_Instructions to follow:_ What is needed is the whole of the data, set down exactly.

_Data segment:_
......

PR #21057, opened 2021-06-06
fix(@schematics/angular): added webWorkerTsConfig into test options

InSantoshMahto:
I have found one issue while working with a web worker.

......

_Completed exercise:_
PR #21057, opened 2021-06-06
fix(@schematics/angular): added webWorkerTsConfig into test options

InSantoshMahto:
I have found one issue while working with a web worker.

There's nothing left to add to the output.